Donna Smeed has volunteered for many causes in the community but none that allow her to spend her days playing Santa’s elf.
“I wanted to give back to the community,” Smeed said.
They are some of the volunteers people may encounter when they stop by to register to receive gifts or make donations which this year is based at Langley City hall and the Timms Community Centre. Because of that, the bureau is operating a bit differently this year.
The bureau has revamped how it handles registrations and will be distributing toys over several days instead of the traditional three-day Toy Depot. Parents get to select the gifts for their child as they know best what they need or would enjoy.
People who were clients in 2021 are being called by bureau volunteers to set up appointments if they would like to receive gifts this year for their children.
New clients can still register with the bureau which provides Christmas gifts for children of underprivileged Langley families. The children must be between birth and 18, and any who are students must be attending a local public school.
New clients and people wanting information can call the bureau at 604-530-3001. As well, information is on the bureau website about registering to receive help as well as how to donate, how to sponsor a family, and more. The bureau will need about $240,000 in donations this year to provide for the families in need. Last year the bureau helped more than 780 families and given the economy, demand is expected to be higher.
“It’s easily going to be 800 this year,” Lester noted.
She fears it could push closer to 900, because so many people are struggling financially.

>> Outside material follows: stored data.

PR #11140, opened 2025-07-23
perf: enhance native watcher with customizable ignore patterns

GiveMe-A-Name:
### What This PR Does
This PR significantly enhances Rspack's native watcher by introducing support for both glob pattern-based and function-based ignore patterns, while delivering substantial performance improvements over the previous implementation.
### Performance Optimizations
- Reduced NAPI Overhead: Replaced RegExp objects with string patterns to avoid expensive Thread-safe Function (tsfn) calls across the Rust-JavaScript boundary
- Native Glob Matching: Implemented fast, native glob pattern matching using the fast-glob crate instead of JavaScript regex operations
- Cross-Platform Path Handling: Added automatic path normalization for Windows compatibility (\ → /)

## Checklist

### DIFF
--- a/crates/node_binding/napi-binding.d.ts
+++ b/crates/node_binding/napi-binding.d.ts
@@ -1511,7 +1511,7 @@ export interface NativeWatcherOptions {
   pollInterval?: number
   aggregateTimeout?: number
   /** Ignored paths or a function to determine if a path should be ignored. */
-  ignored?: string | string[] | ((path: string) => boolean)
+  ignored?: string | string[] | RegExp | ((path: string) => boolean)
 }
 
 export interface NodeFsStats {
--- a/crates/node_binding/napi-binding.d.ts
+++ b/crates/node_binding/napi-binding.d.ts
@@ -1510,8 +1510,11 @@ export interface NativeWatcherOptions {
   followSymlinks?: boolean
   pollInterval?: number
   aggregateTimeout?: number
-  /** Ignored paths or a function to determine if a path should be ignored. */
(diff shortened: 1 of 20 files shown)


crates/node_binding/napi-binding.d.ts
```diff
@@ -1510,8 +1510,8 @@ export interface NativeWatcherOptions {
   followSymlinks?: boolean
   pollInterval?: number
   aggregateTimeout?: number
-  /** A function that will be called with the path of a file or directory that is ignored. */
-  ignored?: (path: string) => boolean
+  /** Ignored paths or a function to determine if a path should be ignored. */
+  ignored?: string | ((path: string) => boolean)
```
stormslowly: i think we should align this config to webpack watch options https://webpack.js.org/configuration/watch/#watchoptionsignored

GiveMe-A-Name:
I do a simple bench case in my local using rspack-ecosystem-benchmark.10000_development case 
```
  System:
    OS: Linux 5.15 veLinux GNU/Linux 2 (lyra) 2 (lyra)
    CPU: (64) x64 Intel(R) Xeon(R) Platinum 8457C
    Memory: 225.56 GB / 251.61 GB
    Container: Yes
    Shell: 5.2.15 - /bin/bash
 ```
- before this perf
image

- after this perf
image

crates/node_binding/napi-binding.d.ts
GiveMe-A-Name: Updated, it's already support receive `string[]`.
But limitation by napi, we can't pass RegExp from js to rust.

stormslowly (approved):

PR #11157, opened 2025-07-24
fix: update response headers in lazy compilation middleware

GiveMe-A-Name:
## Summary

Lazy compilation middleware should have `Access-Control-Allow-Origin`,  `Access-Control-Allow-Methods`, `Access-Control-Allow-Headers` headers like [webpack.lazyCompilationBackend](https://github.com/webpack/webpack/blob/main/lib/hmr/lazyCompilationBackend.js#L78-L83) to avoid tigger CORS. 
## Checklist

### DIFF
--- a/packages/rspack/src/builtin-plugin/lazy-compilation/middleware.ts
+++ b/packages/rspack/src/builtin-plugin/lazy-compilation/middleware.ts
@@ -177,8 +177,12 @@ const lazyCompilationMiddlewareInternal = (
 		const indices = req.url.slice(lazyCompilationPrefix.length).split("@");
 		req.socket.setNoDelay(true);
 
-		res.setHeader("content-type", "text/event-stream");
-		res.writeHead(200);
+		res.writeHead(200, {
+			"content-type": "text/event-stream",
+			"Access-Control-Allow-Origin": "*",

The cost for sponsoring a family are laid out on the website. A family of two, for instance, would typically cost $200 to $250 while a family of five would be in the neighbourhood of $400 to $550. The bureau has guidelines on sponsoring a family. Sponsorship should include not only a gift for each child but also gift certificates for food to help the family make it through the holidays. Gift cards allow families to purchase the foods they prefer as well as take into consideration food allergies and any other health issues.
People can donate at City hall, whether they choose to provide gifts suitable for children (no stuffed animals), gift cards, or money.
Lester noted that the bureau will have a booth set up at the new Magic of Christmas festival on Dec. 3 outside of the Timms Community Centre where donations will also be accepted.
The bureau volunteers started their work Nov. 1, and will be all finished and packed up by mid-December.